Diamonds’ hyperactivity and peachy-keenness to try every instrument in the village does however occasionally twist your melon the wrong way. The hyper-twee “Rearrange” is a Belle and Sebastian fan’s wet dream. It evokes Little Lord Fauntleroy auditioning for Shakespeare resplendent in comfy knitwear and ironically thick-rimmed glasses. “Can it not just wait ’til morning light so we can see it clearly?” it whines so incessantly you’ll likely suggest “Just put some leeches on it!”. The bratty “Liven Up” sounds like a Kate Nash B-side whereas “White Lies” is chintzy filler and “Tangle Up In Stars” is shoulder-shrugging bobbins about puppets, eyes and lizards. Listening to Diamond it’s easy to picture one stressed-to-the-max producer, trembling, head in hands, buried beneath sketches and notes screaming “Everybody SIT DOWN and STOP having ‘new’ ideas!”
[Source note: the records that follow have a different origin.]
PR #35, opened 2023-07-19
Improve `evalFeature` performance: generate fewer `MalformedURLException`

### LINKED ISSUE #34: Spend less time generating `MalformedUrlException`
# Goal

To increase performance of `evalFeature`.

# Summary

Profiling our application revealed that growthbook spent a lot of time in the URL constructor when `evalFeature` was called.

# Steps to reproduce

In our application, we set `featuresJson` on the GBContext builder and leave the URL unset.

Repeated calls to `evalFeature` results in a noticeable amount of time spent in the URL constructor @ `GrowthBookUtils/getQueryStringOverride`.

# Resolution

Growthbook should check if `urlString` is null or empty before entering the try/catch block in `GrowthBookUtils/getQueryStringOverride`.

crinklywrappr:
Resolve #34


tinahollygb (approved):
Awesome, thanks!

PR #36, opened 2023-08-01
Server-Sent Events (SSE) support 

tinahollygb:
Adds support for server-sent events.

A new class to help test with has been added, `SSETestServer`. Run the `main` to run the server. You can change the config to your own values and make changes to see it update immediately (after you refresh the /ping) endpoint.

- Falls back to SWR refresh strategy (original, default) when SSE not supported
- Reconnects after the SSE server disconnects us (every 60 seconds) and whenever the connection is closed (e.g. networking error)

Breaking changes:

- `GBFeaturesRepository` constructor signature and builder methods have changed to split the previous `endpoint` into `clientKey` and `apiHost`.


lib/src/main/java/growthbook/sdk/java/GBFeaturesRepositoryRequestInterceptor.java
```diff
@@ -0,0 +1,24 @@
...
+import okhttp3.Request;
+import okhttp3.Response;
+import org.jetbrains.annotations.NotNull;
+
+import java.io.IOException;
+
+/**
+ * Appends User-Agent info to the request headers.
+ */
+public class GBFeaturesRepositoryRequestInterceptor implements Interceptor {
```
tinahollygb, line 13: This is not new, it was just moved to a separate file.

PR #40, opened 2023-08-30
Gracefully handle error response codes on features repository initialization

micpalmia:
At the moment, HTTP status codes different than 200 are completely ignored. This leads to confusing error messages that don't help clients debug the issue quickly. Adding a check for the return status code helps ensure a more meaningful error message can be returned.

Ideally, the body of the response should be logged rather than provided in the exception message. In the absence of a logging framework in the library however, I think emitting the body in the message can help debugging.

Happy to adapt as needed if you have any feedback.

### DIFF
--- a/lib/src/main/java/growthbook/sdk/java/GBFeaturesRepository.java
+++ b/lib/src/main/java/growthbook/sdk/java/GBFeaturesRepository.java
@@ -382,7 +382,13 @@ public class GBFeaturesRepository implements IGBFeaturesRepository {
             ResponseBody responseBody = response.body();
             if (responseBody == null) {
                 throw new FeatureFetchException(
-                    FeatureFetchException.FeatureFetchErrorCode.NO_RESPONSE_ERROR
+                        FeatureFetchException.FeatureFetchErrorCode.NO_RESPONSE_ERROR
+                );
+            }
+            if (response.code() != 200) {
+                throw new FeatureFetchException(
+                        FeatureFetchException.FeatureFetchErrorCode.UNKNOWN,
+                        "Unexpected HTTP response code: " + response.code() + ", body: " + responseBody.string()
                 );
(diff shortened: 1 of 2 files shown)


lib/src/main/java/growthbook/sdk/java/GBFeaturesRepository.java
```diff
@@ -382,7 +382,13 @@ private void onSuccess(Response response) throws FeatureFetchException {
             ResponseBody responseBody = response.body();
             if (responseBody == null) {
                 throw new FeatureFetchException(
-                    FeatureFetchException.FeatureFetchErrorCode.NO_RESPONSE_ERROR
+                        FeatureFetchException.FeatureFetchErrorCode.NO_RESPONSE_ERROR
+                );
+            }
+            if (response.code() != 200) {
```
tinahollygb, line 388: Hi @micpalmia thanks for your contribution. Unfortunately this approach will be quite fragile and will introduce a regression. In some cases, the API returns 304 with the content, and in those cases, this will break the SDK.

image

Please update your error check to include only error-related status codes.

tinahollygb (changes requested):
Please see inline comment re: regression.

lib/src/main/java/growthbook/sdk/java/GBFeaturesRepository.java
```diff
@@ -382,7 +382,13 @@ private void onSuccess(Response response) throws FeatureFetchException {
...
+                throw new FeatureFetchException(
```
Bohdan-Kim, line 389: Seems like if user of the SDK doesn't catch `FeatureFetchException` exception in runtime will appear.

Bohdan-Kim:
I agree, the body of the response should be logged rather than provided in the exception message.

PR #43, opened 2024-03-18
fix connection leak on ok http client

JonathanE-BWR:
fix connection leak on ok http client, move response body into try-with-resource block to auto-close in all cases


vu-linh:
@tinahollygb Hi, can you please implement this fix and ship with the next release? Our projects are making use of GrowthBook SDK and we also see the leaked connection warning on our system. Pretty please? 🙏

vulinh64:
@vazarkevych  A question: Why was this pull request closed? The connection leak problem still persisted

PR #45, opened 2024-03-27
remove dependency on bigint for hashing

gaurav-rana:


lib/src/main/java/growthbook/sdk/java/GrowthBookUtils.java
```diff
@@ -42,23 +42,19 @@ class GrowthBookUtils {
     }
 
     private static Float hashV1(String stringValue, String seed) {
-        BigInteger bigInt = MathUtils.fnv1a_32((stringValue + seed).getBytes());
-        BigInteger thousand = new BigInteger("1000");
-        BigInteger remainder = bigInt.remainder(thousand);
-
-        float remainderAsFloat = Float.parseFloat(remainder.toString());
-        return remainderAsFloat / 1000f;
+        int bigInt = MathUtils.fnv1a_32((stringValue + seed).getBytes());
```
Bohdan-Kim, line 45: Is `int` type is enough for this? Do we need more capacity like for example using `long` type instead?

Into the Diamond Sun is clearly not a record for curmudgeons or people with OCD. It’s colourful, chaotic, intoxicating, daft, pretty, odd, often enchanting but sometimes too saccharine sweet. From its opening bars every badass, bad mannered Rock ‘n Roll atom in your body will scream “Destroy! DESTROY!” but go the distance and I guarantee you’ll be somewhat charmed. Hey any record with a song about hiding from walking sharks has at the very least got to be well, interesting.